TO DO
Copy every line of the entries that has the string "downloaded" in it.

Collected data
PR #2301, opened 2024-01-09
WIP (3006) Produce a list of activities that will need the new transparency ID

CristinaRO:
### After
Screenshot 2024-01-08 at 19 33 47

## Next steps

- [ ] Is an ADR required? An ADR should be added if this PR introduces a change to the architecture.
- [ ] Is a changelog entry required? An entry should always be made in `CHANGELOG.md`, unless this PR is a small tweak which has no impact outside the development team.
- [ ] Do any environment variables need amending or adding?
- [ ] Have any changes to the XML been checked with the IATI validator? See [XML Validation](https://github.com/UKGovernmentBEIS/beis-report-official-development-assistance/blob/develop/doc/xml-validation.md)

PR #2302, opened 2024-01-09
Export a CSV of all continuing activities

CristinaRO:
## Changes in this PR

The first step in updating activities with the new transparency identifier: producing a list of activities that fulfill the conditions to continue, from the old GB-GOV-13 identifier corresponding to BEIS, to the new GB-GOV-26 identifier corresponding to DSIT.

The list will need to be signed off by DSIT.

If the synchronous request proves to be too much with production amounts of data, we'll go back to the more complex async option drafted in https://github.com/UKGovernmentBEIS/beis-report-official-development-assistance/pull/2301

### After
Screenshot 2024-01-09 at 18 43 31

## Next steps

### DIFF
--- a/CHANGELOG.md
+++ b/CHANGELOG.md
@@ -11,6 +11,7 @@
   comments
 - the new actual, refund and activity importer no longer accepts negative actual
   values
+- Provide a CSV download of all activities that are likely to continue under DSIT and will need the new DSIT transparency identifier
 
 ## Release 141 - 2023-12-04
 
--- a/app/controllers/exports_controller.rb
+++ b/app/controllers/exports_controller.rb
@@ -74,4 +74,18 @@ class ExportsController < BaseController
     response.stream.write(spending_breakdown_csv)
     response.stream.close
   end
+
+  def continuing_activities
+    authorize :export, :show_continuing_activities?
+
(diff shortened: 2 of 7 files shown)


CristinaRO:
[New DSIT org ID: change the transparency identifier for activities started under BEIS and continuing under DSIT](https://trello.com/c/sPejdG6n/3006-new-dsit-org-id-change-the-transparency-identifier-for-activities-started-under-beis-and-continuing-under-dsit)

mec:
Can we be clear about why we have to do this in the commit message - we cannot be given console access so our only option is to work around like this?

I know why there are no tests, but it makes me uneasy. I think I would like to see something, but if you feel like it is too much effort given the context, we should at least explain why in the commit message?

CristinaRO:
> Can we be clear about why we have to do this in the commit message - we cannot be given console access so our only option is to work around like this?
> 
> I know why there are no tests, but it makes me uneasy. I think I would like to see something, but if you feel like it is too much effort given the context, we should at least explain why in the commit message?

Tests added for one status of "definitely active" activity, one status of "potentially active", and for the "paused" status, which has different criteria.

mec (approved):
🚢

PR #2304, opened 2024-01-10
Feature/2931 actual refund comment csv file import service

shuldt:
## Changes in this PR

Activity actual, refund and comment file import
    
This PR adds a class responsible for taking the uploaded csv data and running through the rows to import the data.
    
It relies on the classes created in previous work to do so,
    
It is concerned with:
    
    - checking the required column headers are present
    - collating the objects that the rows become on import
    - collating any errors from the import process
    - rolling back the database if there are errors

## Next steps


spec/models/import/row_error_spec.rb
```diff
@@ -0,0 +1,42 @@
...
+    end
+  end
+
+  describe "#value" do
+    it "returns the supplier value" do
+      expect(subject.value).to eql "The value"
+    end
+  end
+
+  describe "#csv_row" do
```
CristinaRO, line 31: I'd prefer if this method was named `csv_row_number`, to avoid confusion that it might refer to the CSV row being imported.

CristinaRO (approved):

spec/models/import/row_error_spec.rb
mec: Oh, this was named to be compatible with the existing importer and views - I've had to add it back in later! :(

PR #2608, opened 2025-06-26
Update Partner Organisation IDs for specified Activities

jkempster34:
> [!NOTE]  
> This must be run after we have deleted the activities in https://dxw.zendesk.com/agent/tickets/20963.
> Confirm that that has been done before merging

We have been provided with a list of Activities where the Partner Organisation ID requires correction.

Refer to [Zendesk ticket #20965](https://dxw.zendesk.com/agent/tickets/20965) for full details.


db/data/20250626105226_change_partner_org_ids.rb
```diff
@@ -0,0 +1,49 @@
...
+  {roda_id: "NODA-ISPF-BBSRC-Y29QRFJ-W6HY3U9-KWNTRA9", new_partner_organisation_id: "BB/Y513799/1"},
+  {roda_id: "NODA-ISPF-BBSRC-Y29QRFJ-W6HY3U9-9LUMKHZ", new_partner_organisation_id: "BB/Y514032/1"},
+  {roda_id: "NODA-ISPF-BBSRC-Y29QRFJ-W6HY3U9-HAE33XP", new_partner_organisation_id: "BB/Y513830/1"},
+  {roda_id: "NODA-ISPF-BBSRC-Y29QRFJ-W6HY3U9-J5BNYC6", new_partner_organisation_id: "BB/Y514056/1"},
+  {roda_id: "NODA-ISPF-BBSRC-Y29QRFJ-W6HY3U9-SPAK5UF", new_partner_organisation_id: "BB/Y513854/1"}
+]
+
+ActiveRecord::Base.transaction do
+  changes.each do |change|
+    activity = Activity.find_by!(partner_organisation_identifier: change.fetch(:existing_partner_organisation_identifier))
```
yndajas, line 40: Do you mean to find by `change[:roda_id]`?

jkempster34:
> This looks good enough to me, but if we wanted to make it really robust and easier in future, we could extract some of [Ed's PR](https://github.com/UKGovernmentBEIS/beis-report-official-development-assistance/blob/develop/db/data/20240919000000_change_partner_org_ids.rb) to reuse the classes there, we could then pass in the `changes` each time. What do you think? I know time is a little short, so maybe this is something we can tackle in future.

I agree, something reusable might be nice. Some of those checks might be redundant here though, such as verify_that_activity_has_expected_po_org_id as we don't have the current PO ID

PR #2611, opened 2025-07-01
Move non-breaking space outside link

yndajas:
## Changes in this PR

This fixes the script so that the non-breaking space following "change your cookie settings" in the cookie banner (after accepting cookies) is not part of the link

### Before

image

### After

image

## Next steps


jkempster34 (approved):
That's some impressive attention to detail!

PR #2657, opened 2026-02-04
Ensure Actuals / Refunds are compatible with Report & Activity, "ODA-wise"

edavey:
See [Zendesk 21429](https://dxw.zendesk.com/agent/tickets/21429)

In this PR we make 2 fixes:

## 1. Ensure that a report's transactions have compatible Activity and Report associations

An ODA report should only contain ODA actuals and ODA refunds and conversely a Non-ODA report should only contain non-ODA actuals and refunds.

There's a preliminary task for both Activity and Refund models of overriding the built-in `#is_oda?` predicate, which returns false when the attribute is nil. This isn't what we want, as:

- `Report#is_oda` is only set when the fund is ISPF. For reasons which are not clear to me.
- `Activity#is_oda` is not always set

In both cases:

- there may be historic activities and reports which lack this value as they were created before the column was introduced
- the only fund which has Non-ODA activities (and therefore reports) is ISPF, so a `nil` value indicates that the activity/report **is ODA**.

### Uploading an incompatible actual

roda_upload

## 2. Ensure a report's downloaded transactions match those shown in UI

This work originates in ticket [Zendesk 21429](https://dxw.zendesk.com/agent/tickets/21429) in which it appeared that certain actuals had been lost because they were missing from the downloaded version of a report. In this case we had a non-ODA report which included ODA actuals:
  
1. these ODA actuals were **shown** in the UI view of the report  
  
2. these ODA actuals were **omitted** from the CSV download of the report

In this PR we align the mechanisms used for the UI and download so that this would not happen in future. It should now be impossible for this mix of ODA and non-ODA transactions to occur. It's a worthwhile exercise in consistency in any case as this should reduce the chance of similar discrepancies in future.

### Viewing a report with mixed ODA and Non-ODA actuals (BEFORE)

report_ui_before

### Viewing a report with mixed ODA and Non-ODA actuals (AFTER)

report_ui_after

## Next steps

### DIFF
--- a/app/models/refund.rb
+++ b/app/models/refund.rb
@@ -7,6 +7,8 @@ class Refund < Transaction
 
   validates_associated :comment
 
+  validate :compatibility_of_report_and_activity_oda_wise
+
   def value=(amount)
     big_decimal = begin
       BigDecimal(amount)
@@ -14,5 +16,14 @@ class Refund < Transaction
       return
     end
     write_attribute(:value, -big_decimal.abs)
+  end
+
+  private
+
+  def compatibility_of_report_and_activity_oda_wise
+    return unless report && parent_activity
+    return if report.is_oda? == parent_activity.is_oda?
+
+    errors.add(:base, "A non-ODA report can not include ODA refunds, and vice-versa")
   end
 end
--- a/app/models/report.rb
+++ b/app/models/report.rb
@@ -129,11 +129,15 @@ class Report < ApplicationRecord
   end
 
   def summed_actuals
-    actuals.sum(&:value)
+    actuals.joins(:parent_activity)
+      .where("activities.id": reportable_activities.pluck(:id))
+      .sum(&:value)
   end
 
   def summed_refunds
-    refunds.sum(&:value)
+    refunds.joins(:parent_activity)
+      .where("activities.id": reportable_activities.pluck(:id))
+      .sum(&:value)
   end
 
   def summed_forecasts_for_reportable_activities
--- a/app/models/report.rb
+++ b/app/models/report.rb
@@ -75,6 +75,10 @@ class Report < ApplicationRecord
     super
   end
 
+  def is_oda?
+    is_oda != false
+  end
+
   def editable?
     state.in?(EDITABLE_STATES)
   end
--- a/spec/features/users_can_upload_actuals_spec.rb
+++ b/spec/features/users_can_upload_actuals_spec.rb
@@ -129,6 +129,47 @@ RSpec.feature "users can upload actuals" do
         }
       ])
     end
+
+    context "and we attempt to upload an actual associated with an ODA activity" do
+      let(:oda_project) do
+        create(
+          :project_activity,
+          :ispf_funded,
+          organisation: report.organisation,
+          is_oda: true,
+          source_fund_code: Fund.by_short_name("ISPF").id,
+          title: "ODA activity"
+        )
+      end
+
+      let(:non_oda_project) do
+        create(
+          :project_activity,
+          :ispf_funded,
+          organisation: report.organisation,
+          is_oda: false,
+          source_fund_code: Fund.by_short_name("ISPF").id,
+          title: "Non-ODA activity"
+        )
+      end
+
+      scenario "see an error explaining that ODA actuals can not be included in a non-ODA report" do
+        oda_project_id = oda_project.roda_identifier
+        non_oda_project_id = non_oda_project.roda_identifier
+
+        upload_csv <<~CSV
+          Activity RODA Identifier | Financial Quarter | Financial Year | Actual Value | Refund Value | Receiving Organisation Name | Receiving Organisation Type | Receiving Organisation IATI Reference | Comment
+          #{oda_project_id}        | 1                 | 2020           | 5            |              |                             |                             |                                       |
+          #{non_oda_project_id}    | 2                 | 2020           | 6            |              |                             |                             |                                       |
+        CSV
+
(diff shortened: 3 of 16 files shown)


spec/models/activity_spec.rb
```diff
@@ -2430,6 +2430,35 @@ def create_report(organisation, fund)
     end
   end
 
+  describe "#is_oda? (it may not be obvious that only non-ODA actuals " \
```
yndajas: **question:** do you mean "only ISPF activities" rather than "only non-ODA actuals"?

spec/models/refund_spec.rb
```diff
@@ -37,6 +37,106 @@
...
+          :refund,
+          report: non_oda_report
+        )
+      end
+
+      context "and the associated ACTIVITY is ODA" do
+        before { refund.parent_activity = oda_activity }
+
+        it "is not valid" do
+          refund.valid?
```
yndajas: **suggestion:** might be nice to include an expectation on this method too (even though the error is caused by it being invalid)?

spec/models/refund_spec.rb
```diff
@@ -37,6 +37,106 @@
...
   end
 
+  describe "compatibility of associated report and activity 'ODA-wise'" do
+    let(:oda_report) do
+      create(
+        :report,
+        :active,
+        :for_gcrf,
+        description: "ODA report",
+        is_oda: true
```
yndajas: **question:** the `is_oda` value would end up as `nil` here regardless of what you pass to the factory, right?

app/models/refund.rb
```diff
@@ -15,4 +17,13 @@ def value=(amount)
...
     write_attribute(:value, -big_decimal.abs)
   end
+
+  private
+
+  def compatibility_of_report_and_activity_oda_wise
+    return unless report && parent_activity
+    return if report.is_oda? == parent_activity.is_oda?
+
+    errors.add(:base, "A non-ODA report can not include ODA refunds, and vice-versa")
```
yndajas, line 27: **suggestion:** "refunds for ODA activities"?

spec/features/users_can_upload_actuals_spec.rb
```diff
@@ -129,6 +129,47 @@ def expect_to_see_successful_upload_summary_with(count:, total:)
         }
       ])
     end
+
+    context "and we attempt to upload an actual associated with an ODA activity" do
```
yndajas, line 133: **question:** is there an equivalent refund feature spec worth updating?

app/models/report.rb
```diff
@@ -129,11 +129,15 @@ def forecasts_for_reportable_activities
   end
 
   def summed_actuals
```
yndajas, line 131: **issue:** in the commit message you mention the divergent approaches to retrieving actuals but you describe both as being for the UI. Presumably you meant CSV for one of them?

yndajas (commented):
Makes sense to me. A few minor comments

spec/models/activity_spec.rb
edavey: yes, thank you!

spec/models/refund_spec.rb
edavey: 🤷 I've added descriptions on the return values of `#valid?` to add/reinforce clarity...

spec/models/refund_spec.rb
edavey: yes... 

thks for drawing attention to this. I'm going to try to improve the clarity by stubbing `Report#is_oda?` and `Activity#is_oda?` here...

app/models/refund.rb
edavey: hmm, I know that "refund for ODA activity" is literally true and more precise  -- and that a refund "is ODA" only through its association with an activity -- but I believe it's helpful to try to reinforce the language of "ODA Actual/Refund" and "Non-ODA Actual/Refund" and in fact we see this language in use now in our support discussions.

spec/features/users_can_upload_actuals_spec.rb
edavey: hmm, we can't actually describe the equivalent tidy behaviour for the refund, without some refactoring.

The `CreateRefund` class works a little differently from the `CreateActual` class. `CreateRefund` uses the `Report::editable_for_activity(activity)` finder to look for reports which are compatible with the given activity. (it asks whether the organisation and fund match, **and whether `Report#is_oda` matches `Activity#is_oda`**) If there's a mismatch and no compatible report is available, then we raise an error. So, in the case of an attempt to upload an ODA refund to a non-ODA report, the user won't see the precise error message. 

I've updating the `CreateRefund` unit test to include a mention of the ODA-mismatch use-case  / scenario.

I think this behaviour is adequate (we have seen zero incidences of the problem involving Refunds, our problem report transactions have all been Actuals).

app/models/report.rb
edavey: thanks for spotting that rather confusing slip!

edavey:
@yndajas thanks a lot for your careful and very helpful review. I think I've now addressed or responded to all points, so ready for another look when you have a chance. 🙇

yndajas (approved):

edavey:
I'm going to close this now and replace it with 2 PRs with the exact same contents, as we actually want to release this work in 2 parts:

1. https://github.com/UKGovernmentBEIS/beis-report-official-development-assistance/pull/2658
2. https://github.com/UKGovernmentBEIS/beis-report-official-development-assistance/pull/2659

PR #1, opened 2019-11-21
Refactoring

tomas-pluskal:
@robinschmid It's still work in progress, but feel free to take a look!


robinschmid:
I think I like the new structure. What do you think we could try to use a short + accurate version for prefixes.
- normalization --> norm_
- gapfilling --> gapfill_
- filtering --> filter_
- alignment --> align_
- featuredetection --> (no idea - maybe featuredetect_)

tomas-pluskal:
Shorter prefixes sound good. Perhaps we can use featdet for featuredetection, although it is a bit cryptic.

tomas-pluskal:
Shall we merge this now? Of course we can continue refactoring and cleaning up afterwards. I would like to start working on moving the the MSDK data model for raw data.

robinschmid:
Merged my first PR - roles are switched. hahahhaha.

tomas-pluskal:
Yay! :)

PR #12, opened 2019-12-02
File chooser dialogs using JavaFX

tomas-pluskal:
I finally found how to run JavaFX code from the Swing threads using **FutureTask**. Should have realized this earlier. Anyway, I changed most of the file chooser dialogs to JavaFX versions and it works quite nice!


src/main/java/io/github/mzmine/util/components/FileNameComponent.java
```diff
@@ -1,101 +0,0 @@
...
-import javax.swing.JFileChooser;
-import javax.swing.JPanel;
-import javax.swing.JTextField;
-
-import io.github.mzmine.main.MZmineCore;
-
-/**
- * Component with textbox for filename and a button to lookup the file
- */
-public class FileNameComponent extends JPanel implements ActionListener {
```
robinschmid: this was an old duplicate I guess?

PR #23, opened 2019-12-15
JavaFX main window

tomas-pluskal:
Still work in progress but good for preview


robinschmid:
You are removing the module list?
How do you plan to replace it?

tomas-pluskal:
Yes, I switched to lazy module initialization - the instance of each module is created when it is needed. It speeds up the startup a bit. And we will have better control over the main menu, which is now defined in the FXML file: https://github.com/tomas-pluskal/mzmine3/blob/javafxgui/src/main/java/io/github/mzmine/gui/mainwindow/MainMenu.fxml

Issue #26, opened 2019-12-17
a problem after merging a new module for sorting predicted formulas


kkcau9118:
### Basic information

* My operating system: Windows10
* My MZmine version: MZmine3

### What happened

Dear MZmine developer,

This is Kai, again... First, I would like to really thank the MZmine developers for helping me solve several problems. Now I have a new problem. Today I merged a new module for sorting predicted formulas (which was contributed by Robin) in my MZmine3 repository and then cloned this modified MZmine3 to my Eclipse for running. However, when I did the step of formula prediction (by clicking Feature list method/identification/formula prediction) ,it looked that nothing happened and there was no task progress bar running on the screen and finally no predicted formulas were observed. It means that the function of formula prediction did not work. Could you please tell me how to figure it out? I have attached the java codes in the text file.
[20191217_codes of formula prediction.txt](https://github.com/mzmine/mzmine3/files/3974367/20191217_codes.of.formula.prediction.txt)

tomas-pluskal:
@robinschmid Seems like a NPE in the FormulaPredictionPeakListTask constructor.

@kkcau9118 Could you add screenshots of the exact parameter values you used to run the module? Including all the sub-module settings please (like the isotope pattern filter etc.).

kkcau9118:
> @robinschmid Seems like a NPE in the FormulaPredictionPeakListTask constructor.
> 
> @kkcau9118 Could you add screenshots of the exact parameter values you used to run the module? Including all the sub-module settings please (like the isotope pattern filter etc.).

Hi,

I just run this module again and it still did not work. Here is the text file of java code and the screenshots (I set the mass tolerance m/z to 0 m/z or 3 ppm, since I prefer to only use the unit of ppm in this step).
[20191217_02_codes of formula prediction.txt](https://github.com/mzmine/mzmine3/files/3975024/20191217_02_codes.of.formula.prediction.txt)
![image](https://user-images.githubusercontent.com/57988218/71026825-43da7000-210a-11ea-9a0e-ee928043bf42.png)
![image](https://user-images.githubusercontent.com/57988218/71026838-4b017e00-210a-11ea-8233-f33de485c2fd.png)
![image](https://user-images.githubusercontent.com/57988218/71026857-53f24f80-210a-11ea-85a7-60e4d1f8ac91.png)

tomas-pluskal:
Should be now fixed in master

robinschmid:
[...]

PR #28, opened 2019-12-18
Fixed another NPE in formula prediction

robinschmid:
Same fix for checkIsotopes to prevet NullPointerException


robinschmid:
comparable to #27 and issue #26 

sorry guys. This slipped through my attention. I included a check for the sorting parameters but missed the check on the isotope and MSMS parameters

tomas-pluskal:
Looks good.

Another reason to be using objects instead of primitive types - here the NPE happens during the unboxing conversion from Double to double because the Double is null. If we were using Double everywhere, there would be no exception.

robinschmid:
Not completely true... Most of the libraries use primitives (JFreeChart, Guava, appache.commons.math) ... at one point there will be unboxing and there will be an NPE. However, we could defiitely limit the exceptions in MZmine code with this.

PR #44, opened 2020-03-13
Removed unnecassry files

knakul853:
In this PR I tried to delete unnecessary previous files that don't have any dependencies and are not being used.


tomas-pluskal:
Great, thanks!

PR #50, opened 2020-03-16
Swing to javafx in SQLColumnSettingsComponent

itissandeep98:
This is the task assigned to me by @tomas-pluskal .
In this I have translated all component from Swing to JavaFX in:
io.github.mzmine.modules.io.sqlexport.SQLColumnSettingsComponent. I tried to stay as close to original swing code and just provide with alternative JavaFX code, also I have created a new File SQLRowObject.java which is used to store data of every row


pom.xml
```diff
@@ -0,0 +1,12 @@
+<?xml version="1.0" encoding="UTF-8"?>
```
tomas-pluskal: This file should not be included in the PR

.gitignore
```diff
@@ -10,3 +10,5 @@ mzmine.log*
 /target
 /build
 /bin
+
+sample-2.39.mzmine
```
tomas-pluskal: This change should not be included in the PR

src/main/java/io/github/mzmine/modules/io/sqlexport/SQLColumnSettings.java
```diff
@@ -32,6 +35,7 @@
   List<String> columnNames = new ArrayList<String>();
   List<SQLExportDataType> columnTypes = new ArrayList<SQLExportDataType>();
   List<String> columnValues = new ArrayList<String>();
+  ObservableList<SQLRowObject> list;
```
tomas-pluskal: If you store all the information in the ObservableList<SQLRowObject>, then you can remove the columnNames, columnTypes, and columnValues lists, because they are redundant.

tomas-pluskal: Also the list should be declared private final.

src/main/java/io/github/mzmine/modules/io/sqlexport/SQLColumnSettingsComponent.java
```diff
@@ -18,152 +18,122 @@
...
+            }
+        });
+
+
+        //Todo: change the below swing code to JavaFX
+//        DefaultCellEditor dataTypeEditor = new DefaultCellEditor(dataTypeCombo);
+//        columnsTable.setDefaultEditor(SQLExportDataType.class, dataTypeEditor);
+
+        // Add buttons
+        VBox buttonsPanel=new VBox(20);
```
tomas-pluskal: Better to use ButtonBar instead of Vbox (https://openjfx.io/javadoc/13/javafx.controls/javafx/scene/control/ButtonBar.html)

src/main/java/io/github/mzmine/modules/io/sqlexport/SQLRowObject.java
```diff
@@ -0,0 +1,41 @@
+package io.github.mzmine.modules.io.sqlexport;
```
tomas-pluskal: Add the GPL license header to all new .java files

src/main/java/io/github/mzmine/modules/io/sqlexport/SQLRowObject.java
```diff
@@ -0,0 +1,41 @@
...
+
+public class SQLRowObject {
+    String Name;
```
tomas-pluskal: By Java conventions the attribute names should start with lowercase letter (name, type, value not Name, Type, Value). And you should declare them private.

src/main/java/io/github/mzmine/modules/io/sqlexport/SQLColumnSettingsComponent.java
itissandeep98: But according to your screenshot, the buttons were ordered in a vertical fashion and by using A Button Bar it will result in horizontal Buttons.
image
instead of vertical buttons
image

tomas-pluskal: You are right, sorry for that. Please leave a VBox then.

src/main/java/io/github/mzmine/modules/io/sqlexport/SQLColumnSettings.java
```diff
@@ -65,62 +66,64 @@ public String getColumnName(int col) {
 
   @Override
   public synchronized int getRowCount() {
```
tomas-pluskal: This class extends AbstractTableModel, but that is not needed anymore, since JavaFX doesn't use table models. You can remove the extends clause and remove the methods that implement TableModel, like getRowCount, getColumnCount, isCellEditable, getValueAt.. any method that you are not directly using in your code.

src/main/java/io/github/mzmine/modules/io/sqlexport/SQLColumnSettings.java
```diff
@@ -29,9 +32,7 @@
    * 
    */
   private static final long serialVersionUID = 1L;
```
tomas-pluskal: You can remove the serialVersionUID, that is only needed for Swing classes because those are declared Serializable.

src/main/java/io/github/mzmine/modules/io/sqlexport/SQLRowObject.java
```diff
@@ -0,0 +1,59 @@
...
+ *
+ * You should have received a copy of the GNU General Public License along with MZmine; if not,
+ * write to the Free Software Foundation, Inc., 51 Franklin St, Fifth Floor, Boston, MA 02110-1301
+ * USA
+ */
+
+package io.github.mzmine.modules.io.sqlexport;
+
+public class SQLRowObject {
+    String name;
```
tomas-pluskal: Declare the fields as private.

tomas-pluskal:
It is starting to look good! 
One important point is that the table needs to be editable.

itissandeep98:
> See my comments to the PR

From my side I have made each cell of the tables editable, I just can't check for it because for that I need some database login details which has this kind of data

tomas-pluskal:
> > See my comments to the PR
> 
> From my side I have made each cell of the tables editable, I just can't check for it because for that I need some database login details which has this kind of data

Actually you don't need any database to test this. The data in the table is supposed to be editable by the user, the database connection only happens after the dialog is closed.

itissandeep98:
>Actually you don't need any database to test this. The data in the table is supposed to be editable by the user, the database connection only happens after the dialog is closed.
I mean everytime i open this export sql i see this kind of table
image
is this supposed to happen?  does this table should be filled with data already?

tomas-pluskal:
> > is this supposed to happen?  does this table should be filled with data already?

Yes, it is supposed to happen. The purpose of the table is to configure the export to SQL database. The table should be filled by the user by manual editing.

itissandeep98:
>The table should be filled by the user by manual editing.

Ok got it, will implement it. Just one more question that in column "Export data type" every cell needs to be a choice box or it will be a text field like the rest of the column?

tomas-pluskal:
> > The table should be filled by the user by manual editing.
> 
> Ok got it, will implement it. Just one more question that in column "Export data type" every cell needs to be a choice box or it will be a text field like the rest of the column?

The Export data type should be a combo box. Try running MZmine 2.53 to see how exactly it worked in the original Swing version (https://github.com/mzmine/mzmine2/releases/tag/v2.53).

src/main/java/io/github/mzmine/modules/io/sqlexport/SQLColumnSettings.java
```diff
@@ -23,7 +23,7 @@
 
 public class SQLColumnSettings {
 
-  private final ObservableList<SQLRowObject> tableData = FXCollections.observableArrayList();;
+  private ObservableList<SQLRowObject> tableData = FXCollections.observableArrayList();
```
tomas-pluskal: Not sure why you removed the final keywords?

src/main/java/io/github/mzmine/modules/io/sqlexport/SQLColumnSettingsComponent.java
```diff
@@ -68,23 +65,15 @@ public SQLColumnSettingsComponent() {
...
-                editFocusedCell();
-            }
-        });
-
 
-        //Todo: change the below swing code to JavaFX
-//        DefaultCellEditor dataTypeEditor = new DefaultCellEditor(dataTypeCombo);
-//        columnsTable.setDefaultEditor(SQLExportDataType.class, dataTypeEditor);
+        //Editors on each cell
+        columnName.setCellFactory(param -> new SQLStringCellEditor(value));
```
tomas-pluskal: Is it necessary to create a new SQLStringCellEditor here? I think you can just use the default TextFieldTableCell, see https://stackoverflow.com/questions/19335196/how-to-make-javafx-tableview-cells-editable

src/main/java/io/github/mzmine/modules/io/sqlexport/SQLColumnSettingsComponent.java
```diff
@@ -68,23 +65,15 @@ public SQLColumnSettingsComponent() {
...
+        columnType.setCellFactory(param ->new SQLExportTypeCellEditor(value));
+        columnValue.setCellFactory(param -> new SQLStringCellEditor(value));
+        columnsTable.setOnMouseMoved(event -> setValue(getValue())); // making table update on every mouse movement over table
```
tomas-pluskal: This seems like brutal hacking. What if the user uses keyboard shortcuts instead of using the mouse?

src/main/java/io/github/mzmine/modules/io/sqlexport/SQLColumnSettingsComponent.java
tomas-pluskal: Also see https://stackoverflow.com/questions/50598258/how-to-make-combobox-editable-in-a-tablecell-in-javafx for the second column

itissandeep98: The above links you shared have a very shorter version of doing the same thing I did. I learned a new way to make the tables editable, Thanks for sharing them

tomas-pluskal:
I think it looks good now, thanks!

YOUR SOLUTION
## 2. Ensure a report's downloaded transactions match those shown in UI
This work originates in ticket [Zendesk 21429](https://dxw.zendesk.com/agent/tickets/21429) in which it appeared that certain actuals had been lost because they were missing from the downloaded version of a report. In this case we had a non-ODA report which included ODA actuals:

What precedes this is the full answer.